La situazione era già al limite con l’ordine pubblico: quando poi è arrivata la conferma dell’impossibilità concreta e contabile di erogare quanto promesso, stante il bilancio pronto a saltare, si è deciso di accelerare. Di colpo, la Fase 2 è realtà. Ovviamente, con la minaccia di chiudere di nuovo, se ripartiranno focolai.

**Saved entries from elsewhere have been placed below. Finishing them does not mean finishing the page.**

PR #1065, opened 2020-07-11
Fixes for testing

tobias-urdin:
Testing some changes to fix testing.

### DIFF
--- a/.testr.conf
+++ b/.testr.conf
@@ -1,5 +1,5 @@
 [DEFAULT]
-test_command=${PYTHON:-python} -m subunit.run discover -t .  ${GNOCCHI_TEST_PATH:-gnocchi/tests} $LISTOPT $IDOPTION
+test_command=${PYTHON:-python3} -m subunit.run discover -t .  ${GNOCCHI_TEST_PATH:-gnocchi/tests} $LISTOPT $IDOPTION
 test_id_option=--load-list $IDFILE
 test_list_option=--list
 group_regex=(gabbi\.suitemaker\.test_gabbi((_live_|_)([^_]+)))_
--- a/.testr.conf
+++ b/.testr.conf
@@ -1,5 +1,5 @@
 [DEFAULT]
-test_command=${PYTHON:-python3} -m subunit.run discover -t .  ${GNOCCHI_TEST_PATH:-gnocchi/tests} $LISTOPT $IDOPTION
+test_command=${PYTHON:-python} -m subunit.run discover -t .  ${GNOCCHI_TEST_PATH:-gnocchi/tests} $LISTOPT $IDOPTION
 test_id_option=--load-list $IDFILE
 test_list_option=--list
 group_regex=(gabbi\.suitemaker\.test_gabbi((_live_|_)([^_]+)))_
--- a/doc/source/contributing.rst
+++ b/doc/source/contributing.rst
@@ -66,16 +66,16 @@ a virtual environment for each test environment, so make sure you are using an
 up to date version of `virtualenv <https://pypi.python.org/pypi/virtualenv>`_.
 
 Different test environments and configurations can be found by running the
-``tox -l`` command. For example, to run tests with Python 2.7, PostgreSQL as
-indexer, and file as storage backend:
+``tox -l`` command. For example, to run tests with PostgreSQL as indexer,
+and file as storage backend:
 
 ::
 
-    tox -e py27-postgresql-file
+    tox -e py37-postgresql-file
 
 
-To run tests with Python 2.7, MySQL as indexer, and Ceph as storage backend:
+To run tests with MySQL as indexer, and Ceph as storage backend:
 
 ::
 
-    tox -e py35-mysql-ceph
+    tox -e py37-mysql-ceph
--- a/doc/source/contributing.rst
+++ b/doc/source/contributing.rst
@@ -66,8 +66,8 @@ a virtual environment for each test environment, so make sure you are using an
 up to date version of `virtualenv <https://pypi.python.org/pypi/virtualenv>`_.
 
 Different test environments and configurations can be found by running the
-``tox -l`` command. For example, to run tests with PostgreSQL as indexer,
-and file as storage backend:
+``tox -l`` command. For example, to run tests with Python 3.7, PostgreSQL as
+indexer, and file as storage backend:
 
 ::
 
--- a/gnocchi/tests/functional/gabbits/resource-type.yaml
+++ b/gnocchi/tests/functional/gabbits/resource-type.yaml
@@ -768,6 +768,8 @@ tests:
             min_length: 0
             max_length: 255
       status: 400
+      response_strings:
+       - "can't remove non-existent object 'what'"
 
     - name: patch a resource attribute replace
       PATCH: /v1/resource_type/my_custom_resource
@@ -816,6 +818,8 @@ tests:
         - op: remove
           path: /attributes/unknown
       status: 400
+      response_strings:
+       - "can't remove non-existent object 'unknown'"
 
 # Ensure we can't delete the type
 
--- a/gnocchi/tests/functional/gabbits/resource-type.yaml
+++ b/gnocchi/tests/functional/gabbits/resource-type.yaml
@@ -769,7 +769,7 @@ tests:
             max_length: 255
       status: 400
       response_strings:
-       - "can't remove non-existent object 'what'"
+       - "can't remove a non-existent object 'what'"
 
     - name: patch a resource attribute replace
       PATCH: /v1/resource_type/my_custom_resource
@@ -819,7 +819,7 @@ tests:
           path: /attributes/unknown
       status: 400
       response_strings:
-       - "can't remove non-existent object 'unknown'"
+       - "can't remove a non-existent object 'unknown'"
 
 # Ensure we can't delete the type
 
--- a/gnocchi/tests/functional/gabbits/resource-type.yaml
+++ b/gnocchi/tests/functional/gabbits/resource-type.yaml
@@ -768,8 +768,6 @@ tests:
             min_length: 0
             max_length: 255
       status: 400
-      response_strings:
-       - "can't remove non-existent object 'what'"
 
     - name: patch a resource attribute replace
       PATCH: /v1/resource_type/my_custom_resource
@@ -818,8 +816,6 @@ tests:
         - op: remove
           path: /attributes/unknown
       status: 400
-      response_strings:
-       - "can't remove non-existent object 'unknown'"
 
 # Ensure we can't delete the type
 
--- a/run-upgrade-tests.sh
+++ b/run-upgrade-tests.sh
@@ -1,11 +1,11 @@
 #!/bin/bash
-set -xe
+set -e
 
 if [ "$1" == "postgresql-file" ]; then
-  eval $(pifpaf --debug --env-prefix INDEXER run postgresql)
+  eval $(pifpaf --env-prefix INDEXER run postgresql)
 elif [ "$1" == "mysql-ceph" ]; then
-  eval $(pifpaf --debug --env-prefix INDEXER run mysql)
-  eval $(pifpaf --debug --env-prefix STORAGE run ceph)
+  eval $(pifpaf --env-prefix INDEXER run mysql)
+  eval $(pifpaf --env-prefix STORAGE run ceph)
 else
   echo "error: unsupported upgrade type"
   exit 1
@@ -13,7 +13,7 @@ fi
 
 export GNOCCHI_DATA=$(mktemp -d -t gnocchi.XXXX)
 
-old_version=$(pip3 freeze | sed -n '/gnocchi==/s/.*==\(.*\)/\1/p')
+old_version=$(pip freeze | sed -n '/gnocchi==/s/.*==\(.*\)/\1/p')
 
 RESOURCE_IDS=(
     "5a301761-aaaa-46e2-8900-8b4f6fe6675a"
@@ -50,7 +50,7 @@ inject_data() {
 
     {
         measures_sep=""
-        MEASURES=$(python3 -c 'import datetime, random, json; now = datetime.datetime.utcnow(); print(json.dumps([{"timestamp": (now - datetime.timedelta(seconds=i)).isoformat(), "value": random.uniform(-100000, 100000)} for i in range(0, 288000, 10)]))')
+        MEASURES=$(python -c 'import datetime, random, json; now = datetime.datetime.utcnow(); print(json.dumps([{"timestamp": (now - datetime.timedelta(seconds=i)).isoformat(), "value": random.uniform(-100000, 100000)} for i in range(0, 288000, 10)]))')
         echo -n '{'
         resource_sep=""
         for resource_id in ${RESOURCE_IDS[@]} $RESOURCE_ID_EXT; do
@@ -71,6 +71,8 @@ pifpaf_stop(){
 cleanup(){
     pifpaf_stop
     rm -rf $GNOCCHI_DATA
+    indexer_stop || true
+    [ "$STORAGE_DAEMON" == "ceph" ] && storage_stop || true
 }
 trap cleanup EXIT
 
@@ -82,7 +84,7 @@ else
     STORAGE_URL=file://$GNOCCHI_DATA
 fi
 
-eval $(pifpaf --debug run gnocchi --indexer-url $INDEXER_URL --storage-url $STORAGE_URL)
+eval $(pifpaf run gnocchi --indexer-url $INDEXER_URL --storage-url $STORAGE_URL)
 export OS_AUTH_TYPE=gnocchi-basic
 export GNOCCHI_USER=$GNOCCHI_USER_ID
 original_statsd_resource_id=$GNOCCHI_STATSD_RESOURCE_ID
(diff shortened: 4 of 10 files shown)


tobias-urdin:
Waiting for this [1], let's see if a updated image helps here.

[1] https://github.com/gnocchixyz/ci-tools/pull/31

setup.cfg
```diff
@@ -84,15 +84,16 @@ prometheus =
...
     sphinx_rtd_theme
     sphinxcontrib-httpdomain
     PyYAML
     Jinja2
     reno>=1.6.2
 test =
-    pifpaf[ceph,gnocchi]>=1.0.1
-    gabbi>=1.37.0
+    pifpaf[ceph,gnocchi]>=1.0.1,<=2.6.0
+    gabbi==1.49.0
```
jd, line 96: maybe provide a range?

tox.ini
```diff
@@ -56,10 +56,12 @@ commands =
 recreate = True
 setenv = GNOCCHI_VARIANT=test,postgresql,file
 deps = gnocchi[{env:GNOCCHI_VARIANT}]>=4.3,<4.4
-  pifpaf[gnocchi]>=0.13
+  pifpaf[gnocchi]>=0.13,<=2.6.0
```
jd, line 59: I think `<3` might be more accurate.

tox.ini
```diff
@@ -56,10 +56,12 @@ commands =
...
   gnocchiclient>=2.8.0
   xattr!=0.9.4
-commands = pifpaf --env-prefix INDEXER run postgresql {toxinidir}/run-upgrade-tests.sh {posargs}
+commands =
+  pifpaf --env-prefix INDEXER run postgresql
+  {toxinidir}/run-upgrade-tests.sh {posargs}
```
jd, line 64: unrelated?

tox.ini
```diff
@@ -68,16 +70,21 @@ recreate = True
 setenv = GNOCCHI_VARIANT=test,mysql,ceph,ceph_recommended_lib
 deps = gnocchi[{env:GNOCCHI_VARIANT}]>=4.3,<4.4
   gnocchiclient>=2.8.0
-  pifpaf[ceph,gnocchi]>=0.13
+  pifpaf[ceph,gnocchi]>=0.13,<=2.6.0
```
jd, line 73: ditto

tox.ini
```diff
@@ -68,16 +70,21 @@ recreate = True
...
   xattr!=0.9.4
-commands = pifpaf --env-prefix INDEXER run mysql -- pifpaf --env-prefix STORAGE run ceph {toxinidir}/run-upgrade-tests.sh {posargs}
+commands =
+  pifpaf --env-prefix INDEXER run mysql
+  pifpaf --env-prefix STORAGE run ceph
+  {toxinidir}/run-upgrade-tests.sh {posargs}
```
jd, line 78: ditto

tox.ini
```diff
@@ -95,8 +102,10 @@ deps =
     .[test,file,postgresql,doc]
     doc8
 setenv = GNOCCHI_TEST_DEBUG=1
-commands = doc8 --ignore-path doc/source/rest.rst,doc/source/comparison-table.rst doc/source
-           pifpaf -g GNOCCHI_INDEXER_URL run postgresql -- python setup.py build_sphinx -W
+commands =
+  doc8 --ignore-path doc/source/rest.rst,doc/source/comparison-table.rst doc/source
+  pifpaf -g GNOCCHI_INDEXER_URL run postgresql
+  python setup.py build_sphinx -W
```
jd, line 108: now this is even different

jd (changes requested):

tobias-urdin:
Yeah, some random changes there. Annoying since I had everything passing locally some weeks ago but now something else is broken. The upgrade testing works locally but not in CI.

chungg:
might make our lives (marginally) easier, but can we drop py2.7 tests?

jd:
Yeah we should remove Python 2.7 support now so it'd be fine to remove the tests as a first step.

Adrian-Turjak:
Dropping py2 from testing, and then some follow up work to outright drop py2 (and support py3-isms) isn't a bad idea at all.

tobias-urdin:
The upgrade tests are executed now, but fails when it tries to inject data. For some reason the gnocchi-metricd daemon that is running doesn't process the data. If you start another gnocchi-metricd process in another window it will start processing and continue.

.testr.conf
```diff
@@ -1,5 +1,5 @@
 [DEFAULT]
-test_command=${PYTHON:-python} -m subunit.run discover -t .  ${GNOCCHI_TEST_PATH:-gnocchi/tests} $LISTOPT $IDOPTION
+test_command=${PYTHON:-python3} -m subunit.run discover -t .  ${GNOCCHI_TEST_PATH:-gnocchi/tests} $LISTOPT $IDOPTION
```
jd, line 2: This should not be needed if you only use Python with tox and Python 3.

doc/source/contributing.rst
```diff
@@ -66,16 +66,16 @@ a virtual environment for each test environment, so make sure you are using an
 up to date version of `virtualenv <https://pypi.python.org/pypi/virtualenv>`_.
 
 Different test environments and configurations can be found by running the
-``tox -l`` command. For example, to run tests with Python 2.7, PostgreSQL as
-indexer, and file as storage backend:
+``tox -l`` command. For example, to run tests with PostgreSQL as indexer,
```
jd, line 69:
```suggestion
``tox -l`` command. For example, to run tests with Python 3.7, PostgreSQL as indexer,
```

gnocchi/tests/functional/gabbits/resource-type.yaml
```diff
@@ -768,8 +768,6 @@ tests:
             min_length: 0
             max_length: 255
       status: 400
-      response_strings:
```
jd, line 771: This is actually removing a useful test. Did the error reported changed?

run-upgrade-tests.sh
```diff
@@ -1,9 +1,19 @@
...
+  eval $(pifpaf --debug --env-prefix STORAGE run ceph)
+else
+  echo "error: unsupported upgrade type"
+  exit 1
+fi
 
 export GNOCCHI_DATA=$(mktemp -d -t gnocchi.XXXX)
 
-old_version=$(pip freeze | sed -n '/gnocchi==/s/.*==\(.*\)/\1/p')
+old_version=$(pip3 freeze | sed -n '/gnocchi==/s/.*==\(.*\)/\1/p')
```
jd, line 16: ditto should not be needed

run-upgrade-tests.sh
```diff
@@ -40,7 +50,7 @@ inject_data() {
 
     {
         measures_sep=""
-        MEASURES=$(python -c 'import datetime, random, json; now = datetime.datetime.utcnow(); print(json.dumps([{"timestamp": (now - datetime.timedelta(seconds=i)).isoformat(), "value": random.uniform(-100000, 100000)} for i in range(0, 288000, 10)]))')
+        MEASURES=$(python3 -c 'import datetime, random, json; now = datetime.datetime.utcnow(); print(json.dumps([{"timestamp": (now - datetime.timedelta(seconds=i)).isoformat(), "value": random.uniform(-100000, 100000)} for i in range(0, 288000, 10)]))')
```
jd, line 53: ditto

run-upgrade-tests.sh
```diff
@@ -72,17 +82,17 @@ else
...
+eval $(pifpaf --debug run gnocchi --indexer-url $INDEXER_URL --storage-url $STORAGE_URL)
 export OS_AUTH_TYPE=gnocchi-basic
 export GNOCCHI_USER=$GNOCCHI_USER_ID
 original_statsd_resource_id=$GNOCCHI_STATSD_RESOURCE_ID
 inject_data $GNOCCHI_DATA
 dump_data $GNOCCHI_DATA/old
 pifpaf_stop
 
-new_version=$(python setup.py --version)
+new_version=$(python3 setup.py --version)
```
jd, line 93: ditto

jd (changes requested):
a lot of the python -> python3 should not be needed

gnocchi/tests/functional/gabbits/resource-type.yaml
tobias-urdin: Yes, changed the output. Will revert and check output again.

jd (commented):
Looks like upgrade fails because it's too verbose :)

tobias-urdin:
Feedback on how to change gabbits response_string if this doesn't work :)

jd:
Gentle ping on @cdent if he knows something changed in Gabbi :)

jd:
I wonder if the upgrade problem is not due to gnocchiclient recent issue?

cdent:
> Gentle ping on @cdent if he knows something changed in Gabbi :)

Can you point me to where things are going wrong?

One thing I did notice is that regex (wrapping strings with `/`) are not available in `response_strings`; it checks the entire response body for the string fragment, so that's a thing that needs to be fixed.

But if you can link me a failure I can provide more.

tobias-urdin:
@cdent https://travis-ci.org/github/gnocchixyz/gnocchi/jobs/725172818#L447

Is there a way to check if the response_body contains the value instead of what it tries there to check the complete value? Seems like the output has changed in that response from the API probably due to some dependency (uwsgi or whatever it might be).

cdent:
> Is there a way to check if the response_body contains the value instead of what it tries there to check the complete value?

Thanks for the link. Yeah, the issue there is that you're trying to use a regex in a `response_strings`. Each entry in the list provided with `response_strings` is a string fragment. You want something like:

```yaml
[...]
response_strings:
  - "can't remove a non-existent object 'what'"
[...]
```

If that doesn't work for some reason it is probably a wart with YAML quoting, in which case, try matching on a smaller string.

The `/foo/` syntax you're trying to use works in a few other places, but not in `response_strings` (since it is a list of fragments)

chungg:
> I wonder if the upgrade problem is not due to gnocchiclient recent issue?

yeah. could be related to https://github.com/gnocchixyz/python-gnocchiclient/pull/110? 

@tobias-urdin you can try forcing it to pip install gnocchiclient==7.0.6 to see if it's related to one of the PRs merged.

gnocchi/tests/functional/gabbits/resource-type.yaml
```diff
@@ -769,7 +769,7 @@ tests:
             max_length: 255
       status: 400
       response_strings:
-       - "can't remove non-existent object 'what'"
+       - can't remove non-existent object 'what'
```
cdent, line 772: The word `a` is missing from this message. See the test failure for the exact message, but I think it's supposed to be "can't remove _a_ non-existent..."

gnocchi/tests/functional/gabbits/resource-type.yaml
```diff
@@ -819,7 +819,7 @@ tests:
           path: /attributes/unknown
       status: 400
       response_strings:
-       - "can't remove non-existent object 'unknown'"
+       - can't remove non-existent object 'unknown'
```
cdent, line 822: same here:

The word `a` is missing from this message. See the test failure for the exact message, but I think it's supposed to be "can't remove _a_ non-existent..."

cdent (changes requested):

gnocchi/tests/functional/gabbits/resource-type.yaml
chungg: eagle eyes.

cdent: I'm a pterodactyl, caw caw.

jd: Says the _eye of lynx_.

http://eavesdrop.openstack.org/irclogs/%23openstack-telemetry/%23openstack-telemetry.2016-12-06.log.html#t2016-12-06T17:04:48

https://en.wiktionary.org/wiki/%C5%93il_de_lynx 😛

chungg: /me looks at date of chat log

how is this possible? i can't remember yesterday.

tobias-urdin: Wow, crazy how I could have missed that. Let's see if it works when fixing that. Thanks @cdent!

tobias-urdin:
Yay, tests passing :)

Adrian-Turjak:
Fantastic!

run-upgrade-tests.sh
```diff
@@ -40,7 +50,7 @@ inject_data() {
 
     {
         measures_sep=""
-        MEASURES=$(python -c 'import datetime, random, json; now = datetime.datetime.utcnow(); print(json.dumps([{"timestamp": (now - datetime.timedelta(seconds=i)).isoformat(), "value": random.uniform(-100000, 100000)} for i in range(0, 288000, 10)]))')
+        MEASURES=$(python -c 'import datetime, random, json; now = datetime.datetime.utcnow(); print(json.dumps([{"timestamp": (now - datetime.timedelta(seconds=i)).isoformat(), "value": random.uniform(-100000, 100000)} for i in range(0, 1000, 10)]))')
```
jd, line 53: The range was this big to be sure we tested file splitting IIRC. Might be good to keep it that high.

tox.ini
```diff
@@ -57,27 +58,28 @@ recreate = True
...
 
 [testenv:pep8]
+basepython = python3
 deps = hacking>=0.12,<0.13
 commands = flake8
 
-[testenv:py27-cover]
-commands = pifpaf -g GNOCCHI_INDEXER_URL run postgresql -- python setup.py testr --coverage --testr-args="{posargs}"
+[testenv:py37-cover]
+commands = pifpaf -g GNOCCHI_INDEXER_URL run postgresql -- python3 setup.py testr --coverage --testr-args="{posargs}"
```
jd, line 82: you shouldn't need python3 here

run-upgrade-tests.sh
```diff
@@ -1,6 +1,16 @@
 #!/bin/bash
 set -e
 
+if [ "$1" == "postgresql-file" ]; then
+  eval $(pifpaf --env-prefix INDEXER run postgresql)
+elif [ "$1" == "mysql-ceph" ]; then
+  eval $(pifpaf --env-prefix INDEXER run mysql)
```
jd, line 7: If you use `eval` here, nothing will stop mysql/postgresql for you.

You'll have to call `pifpaf_stop` IIRC to stop it before you finish this script or the process will kept hanging around.

That's why `pifpaf` was invoked from `tox`.

jd (changes requested):
Almost good. I think there are a few changes that might not be needed, like using `eval`, which will leave hanging processes once the tests are done.

run-upgrade-tests.sh
tobias-urdin: I will try adding it back see if Travis complains about output length again.

run-upgrade-tests.sh
tobias-urdin: Let me know if new change is better

run-upgrade-tests.sh
```diff
@@ -61,6 +71,8 @@ pifpaf_stop(){
 cleanup(){
     pifpaf_stop
```
jd, line 72: You have `pifpaf_stop` here not sure it works if `indexer_stop` works?
I mean there's too many stop begin called now I think :)

jd (changes requested):

run-upgrade-tests.sh
```diff
@@ -61,6 +71,8 @@ pifpaf_stop(){
...
     rm -rf $GNOCCHI_DATA
+    indexer_stop
+    [ -n $STORAGE_DAEMON ] && storage_stop
```
chungg, line 75: https://github.com/gnocchixyz/gnocchi/blob/master/setup.cfg#L94 seems to be always enabling ceph so STORAGE_DAEMON gets set. you may want to add a clause to ensure it's not file or to remove ceph from setup.cfg (although not sure what other things gets affected)

run-upgrade-tests.sh
tobias-urdin: I don't think so, the pifpaf_stop should still be the non-prefixed service running under pifpaf which is Gnocchi, while indexer_stop is, well, the indice database :)

run-upgrade-tests.sh
tobias-urdin: Ah, yeah. Thanks I'll try to do a check instead.

run-upgrade-tests.sh
```diff
@@ -61,6 +71,8 @@ pifpaf_stop(){
 cleanup(){
     pifpaf_stop
     rm -rf $GNOCCHI_DATA
+    indexer_stop
+    [ "$STORAGE_DAEMON" == "ceph" ] && storage_stop
```
chungg, line 75: just need to add `|| true` so it doesn't return non zero code.

tobias-urdin: Thanks!

tobias-urdin:
Tests are passing again, let me know if there is any additional feedback.

jd (approved):

Adrian-Turjak:
*cheers* TY Tobias!

I was gonna look at rebasing https://github.com/gnocchixyz/gnocchi/pull/995 but it seems you're already looking at it. :)

tobias-urdin:
@jd can we try to backport this to stable/4.3 shouldn't be any breaking changes

tobias-urdin:
i assume i can't send mergify commands

tobias-urdin:
@Mergifyio backport stable/4.3

jd:
@Mergifyio backport stable/4.3

jd:
@tobias-urdin you should do it manually :(

tobias-urdin:
ok, thanks :)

C’è un problema, però: gli italiani, disperati come sono dopo 70 giorni da incubo assoluto, puoi anche blandirli con poco. L’Europa no. E Manfred Weber, non esattamente un falco, non fosse altro per i buoni rapporti con i vertici di Forza Italia, è stato chiarissimo, talmente chiaro da risultare luciferino nel citare la parolina magica: pensioni. Forse si evocano complotti industrial-mediatici perché occorre nascondere altro, magari un qualcosa di strutturale di cui non si può accusare paradossalmente la Germania o l’Olanda e che, soprattutto, non può trovare una soluzione nell’operatività straordinaria della Bce e dei suoi acquisti record e salva-spread, grazie ai quali ci si è fatti belli finora? Una gran rogna per il Pd, non c’è che dire. Il partito egemone dell’alternativa democratica al sovranismo che si ritrova, suo malgrado, a recitare il ruolo di potenziale curatore fallimentare del Paese. Non un bel viatico elettorale, non c’è che dire. Ma, purtroppo, temo sia andata proprio così.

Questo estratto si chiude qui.